Francis Earl Curran (December 19, 1912 – October 18, 1992) was an American Democratic politician from California.



Biography
Frank Curran was born in 1912 in Cleveland, Ohio. His father was a boxer under the name "Red Kenney" and operated a wallpaper-hanging business. The family moved to Oceanside, California in 1919. Curran met his wife Florance on Oceanside Pier and they were married in 1936. She was born 1913 in Denver.

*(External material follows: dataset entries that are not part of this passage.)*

PR #4487, opened 2021-02-24
Fix coredns/ci kubernetes test failure

chrisohaver:

With go 1.16, reconciliation of module dependencies is no longer automatic with build/test.
This adds that manual step before the ci test, which _should_ let the test compile successfully.

### DIFF
--- a/.circleci/config.yml
+++ b/.circleci/config.yml
@@ -56,6 +56,7 @@ jobs:
           name: Run Kubernetes tests
           command: |
             cd ~/go/src/${CIRCLE_PROJECT_USERNAME}/ci/test/kubernetes
+            go mod download
             go test -v ./...
 
 workflows:


miekg:
why can't you just check in the go.sum file instead of fiddling here?

chrisohaver:
> why can't you just check in the go.sum file instead of fiddling here?

The version of coredns in the test is dynamic (pulled from the PR), which dynamically changes the module dependencies and the sum, so it needs to be refigured each test.

miekg:
so, it should do both and at least have a go.sum there, and we should document this as well in the both repos

chrisohaver:
> so, it should do both and at least have a go.sum there, and we should document this as well in the both repos

Since coredns/ci's go.mod points to a local directory, a checked-in go.sum is meaningless.  It only reflects the go.sum with whatever the state of the local coredns directory was for last person who commits it.

PR #4488, opened 2021-02-24
Makefile.release: do a complete dry-run

miekg:
Just dry-run all important targets.


miekg:
@yongtang this is a much better (and faster) method and it can now also check the other targets, that bit me when releasing 1.8.2

yongtang (approved):
/lgtm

Curran was elected to the San Diego City Council and served from 1955–1963. He was elected Mayor of San Diego in 1962, and served between 1963 and 1971.  During his term, the Civic Center was built, a ballot issue passed to build a new stadium in Mission Valley, and a metropolitan sewer system.  He said "If we hadn't built that, we couldn't have done anything else."  At the end of his term Curran was embroiled in the "Yellow Cab" bribery scandal. It was alleged he raised taxi rates for campaign contributions. He and seven city council members were indicted. Curran was cleared by a jury, but could not escape the charge politically. He did not resign, but his hopes of running again for any office were lost.  After Curran left as mayor he continued to be active in civic affairs. He was director for the Central City Association.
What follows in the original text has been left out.